Different Photostability of BiVO4 in Near-pH-Neutral Electrolytes

Siyuan Zhang; Ibbi Ahmet; Se-Ho Kim; Olga Kasian; Andrea M Mingers; Patrick Schnell; Moritz Kölbach; Joohyun Lim; Anna Fischer; Karl J J Mayrhofer; Serhiy Cherevko; Baptiste Gault; Roel van de Krol; Christina Scheu

doi:10.1021/acsaem.0c01904

Different Photostability of BiVO₄ in Near-pH-Neutral Electrolytes

ACS Appl Energy Mater. 2020 Oct 26;3(10):9523-9527. doi: 10.1021/acsaem.0c01904. Epub 2020 Oct 6.

Authors

Siyuan Zhang¹, Ibbi Ahmet², Se-Ho Kim¹, Olga Kasian^{1

3}, Andrea M Mingers¹, Patrick Schnell², Moritz Kölbach¹, Joohyun Lim^{1

4}, Anna Fischer⁵, Karl J J Mayrhofer⁶, Serhiy Cherevko⁶, Baptiste Gault^{1

7}, Roel van de Krol², Christina Scheu¹

Affiliations

¹ Max-Planck-Institut für Eisenforschung GmbH, 40237 Düsseldorf, Germany.
² Institute for Solar Fuels, Helmholtz-Zentrum Berlin für Materialien und Energie GmbH, 14109 Berlin, Germany.
³ Helmholtz-Zentrum Berlin GmbH, Helmholtz Institut Erlangen-Nürnberg, 14109 Berlin, Germany.
⁴ Department of Chemistry, Kangwon National University, Chuncheon 24341, Republic of Korea.
⁵ Institute of Inorganic and Analytical Chemistry, University of Freiburg, 79104 Freiburg, Germany.
⁶ Helmholtz Institut Erlangen-Nürnberg for Renewable Energy (IEK-11), Forschungszentrum Jülich, 91058 Erlangen, Germany.
⁷ Department of Materials, Royal School of Mines, Imperial College London, London, SW7 2AZ, United Kingdom.

Abstract

Photoelectrochemical water splitting is a promising route to produce hydrogen from solar energy.
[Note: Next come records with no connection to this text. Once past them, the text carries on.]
PR #426, opened 2017-03-07
Gopherjs compatible Sin, Cos, Sqrt

countcb:
Added wrapper package engo/math.
    
This package currently is a wrapper to github.com/engoengine/math.
It makes it possible to exchange the wrapped math package completely or only change single methods while maintaining a stable engo api.
    
This package should be used by engo itself and can be used by it's users.

Added JavaScript compatible versions of: Cos, Sin and Sqrt

If you don't like the wrapper approach the changes would have to be made in github.com/engoengine/math.
After reading the readme I wasn't sure how much this package can be changed.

However, corrosion of photoelectrodes remains a fundamental challenge for their implementation. Here, we reveal different dissolution behaviors of BiVO₄ photoanode in pH-buffered borate, phosphate, and citrate (hole-scavenger) electrolytes, studied in operando employing an illuminated scanning flow cell. We demonstrate that decrease in photocurrents alone does not reflect the degradation of photoelectrodes. Changes in dissolution rates correlate to the evolution of surface chemistry and morphology. The correlative measurements on both sides of the liquid-semiconductor junction provide quantitative comparison and mechanistic insights into the degradation processes.